Overall response rate was 46% in the 28 patients evaluable for response. All were partial responses, with median tumor measurement reduction (sum of the products of the perpendicular diameters) of 80% in responders.
This interim analysis suggests that Zevalin radioimmunotherapy is safe and effective in patients with rituximab-refractory follicular NHL, Dr. Gordon concluded.
Pre-existing Thrombocytopenia
Reduced doses of Y2B8 (5.0 mCi of indium 111 Zevalin, 0.3 mCi/kg of yttrium 90 Zevalin) can be used safely and effectively in patients with mild thrombocytopenia, according to Thomas Witzig, MD, of the Mayo Clinic in Rochester. A common problem in patients with relapsed or refractory B-cell NHL, pre-existing thrombocytopenia often limits future therapeutic options.
Zevalin dosing based on weight and baseline platelet count can be used for NHL patients with no history of autologous bone marrow transplant (ABMT) and less than 25% bone marrow involvement, obviating the need for dosimetry, Dr. Witzig noted. He reported on an open-label, single-arm, phase II study of 26 patients with relapsed or refractory low-grade, follicular, or transformed NHL. All patients had mild thrombocytopenia (100,000-149,000 cells/mm³) and ANC greater than 1,500/mm³. None had been previously treated with rituximab.
Patients were treated initially with rituximab and indium 111 Y2B8 for imaging studies, then with rituximab and yttrium 90 Y2B8 infusions. Interim analysis in 24 patients showed an overall response rate of 67%, which included a 21% complete response (CR) rate and a 46% partial response (PR) rate.

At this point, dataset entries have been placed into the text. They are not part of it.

Issue #3938, opened 2023-11-01
Add a button to the details window of buildings linked to levers


chdoc:
Adding a button to the details window of buildings linked to levers (e.g. a bridge) that would queue the "pull lever" job on the linked lever would be convenient.

myk002:
Note to imlementor (self?) -- code for creating a pull lever job is already in `lever`. we'd just need a simple UI that links up the functionality

PR #5725, opened 2026-02-26
Add overlay to queue lever pull jobs from linked building view

pajawojciech:
## How it works
- New overlay display button next to lever in 'Show linked buildings' tab. 
- Button show lever status indicator: slash or backslash, representing current position of lever. 
- Button adds / removes pull lever jobs 
- Works fine even with more than one linked levers. 
obraz

### Click button
After click text changes to "Pulling" with yellow color, and job is queued. Now you can click again if you change your mind - it removes queued job.
obraz

obraz

### Job assigned 
When job is assigned text changes color to green:
obraz
obraz

### Pulled

After pull text, color and indicator changes
obraz

### When Unlink is enabled button moves to the left
obraz

### What I tried
Instead of pull text i tried to set Open / opening / close / closing labels. For standard bridges it works fine, but for example retracting bridges or cages should have reversed operation naming, so I use 'Pull' text and lever position indicator

### Issue
https://github.com/DFHack/dfhack/issues/3938

### DIFF
--- a/plugins/lua/buildingplan/unlink_mechanisms.lua
+++ b/plugins/lua/buildingplan/unlink_mechanisms.lua
@@ -486,7 +486,7 @@ function MechLeverPullOverlay:get_button(button_idx, label, text_pen)
             widgets.TextButton
             {
                 view_id = "pull_"..button_idx,
-                frame = {t=0, r=17, w=9, h=1},
+                frame = {t=0, r=17, w=11, h=1},
                 label = label,
                 text_pen = text_pen or COLOR_WHITE,
                 on_activate = function() self:activate_button(button_idx) end,
@@ -551,13 +551,14 @@ function MechLeverPullOverlay:update_buttons()
             if show_pull then
                 local job = self:get_lever_pull_job(lever)
                 local label, text_pen
+                local state_char = lever.state == 0 and "/" or "\\"
 
                 if job then
-                    label = lever.state == 0 and "Closing" or "Opening"
+                    label = "Pulling " .. state_char
                     local worker = dfhack.job.getWorker(job)
                     text_pen = worker and COLOR_GREEN or COLOR_YELLOW
                 else
-                    label = lever.state == 0 and "Close" or "Open"
+                    label = "Pull    " .. state_char
                     text_pen = COLOR_WHITE
                 end
 
--- a/plugins/lua/buildingplan/unlink_mechanisms.lua
+++ b/plugins/lua/buildingplan/unlink_mechanisms.lua
@@ -414,22 +414,22 @@ function MechLeverPullOverlay:init()
     self.links = {}
 end
 
-function MechLeverPullOverlay:is_lever(b)
-    return b._type == df.building_trapst and b.trap_type == df.trap_type.Lever
+function MechLeverPullOverlay:is_lever(building)
+    return building._type == df.building_trapst and building.trap_type == df.trap_type.Lever
 end
 
-function MechLeverPullOverlay:has_lever_pull_job(lever)
-    for _, j in ipairs(lever.jobs) do
-        if j.job_type == df.job_type.PullLever then
-            return true
+function MechLeverPullOverlay:get_lever_pull_job(lever)
+    for _, job in ipairs(lever.jobs) do
+        if job.job_type == df.job_type.PullLever then
+            return job
         end
     end
-    return false
+    return nil
 end
 
 function MechLeverPullOverlay:queue_lever_pull_job(lever)
-    local ref = df.general_ref_building_holderst:new()
-    ref.building_id = lever.id
+    local building_ref = df.general_ref_building_holderst:new()
+    building_ref.building_id = lever.id
 
     local job = df.job:new()
     job.job_type = df.job_type.PullLever
@@ -439,7 +439,7 @@ function MechLeverPullOverlay:queue_lever_pull_job(lever)
         z = lever.z
     }
     job.flags.do_now = false
-    job.general_refs:insert("#", ref)
+    job.general_refs:insert("#", building_ref)
     lever.jobs:insert("#", job)
 
     dfhack.job.linkIntoWorld(job, true)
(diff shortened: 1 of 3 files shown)


chdoc:
I like the idea. However, I don't see any reason why this should be extending the `buildingplan` tool. In fact, I don't see why this couldn't be in `scripts`, for instance as part of the `lever` tool.

pajawojciech:
> I like the idea. However, I don't see any reason why this should be extending the `buildingplan` tool. In fact, I don't see why this couldn't be in `scripts`, for instance as part of the `lever` tool.

Thanks for review. 
I made it this way because overlay reuses code from unlink_mechanisms.lua file (for example mech_iter, get_trigger_index and more). Also one new and two old overlays share the same screen space (and pull overlay checks whether unlink is enabled for good positioning), so splitting them would create duplicated code and fragille coordination. 
Can scripts register overlay widgets?

chdoc:
I still maintain that an overlay that exclusively deals with pulling levers does not belong in a file that is called `unlink_mechanisms`. So, at the very least, the existing module should be modified to export the functionality that needs to be reused and the new overlay should be put into a separate module. Just because things are not in the same file doesn't mean you can't reuse functionality. And once the relevant functionality is exported, there really isn't a whole lot of a reason anymore for this to be part of `buildingplan`. There are plenty of scripts that define overlays, and quite a few of them need to be positioned not to conflict with other overlays: https://github.com/DFHack/scripts/blob/af457f9b5c86fc041a064ef5bdfbcab38f38a50f/idle-crafting.lua#L611-L613

The only slightly annoying part of moving this to `scripts` is that merging the pull request to scripts will be contingent on merging the pull request for exporting the functionality. But that can be dealt with.

plugins/lua/buildingplan/unlink_mechanisms.lua
```diff
@@ -391,6 +391,214 @@ function MechLinkOverlay:onRenderFrame(dc, rect)
...
+end
+
+function MechLeverPullOverlay:get_lever_pull_job(lever)
+    for _, job in ipairs(lever.jobs) do
+        if job.job_type == df.job_type.PullLever then
+            return job
+        end
+    end
+    return nil
+end
```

Toxicity was primarily hematologic, transient, and reversible, Dr. Witzig said. Median nadirs for patients receiving 0.3 mCi/kg were ANC of 600/mm³, platelets of 34,000/mm³ and hemoglobin of 10.0 g/dL. Grade 4 hematologic patients included neutropenia (31%), thrombocytopenia (12%), and anemia (4%).
Dr. Witzig pointed out that dosimetry did not predict hematologic toxicity. Relapsed or refractory, low-grade, follicular or transformed CD20+ B-cell NHL patients with mild thrombocytopenia can be safely treated with reduced-dose (0.3 mCi/kg) Zevalin with excellent clinical response, Dr. Witzig concluded.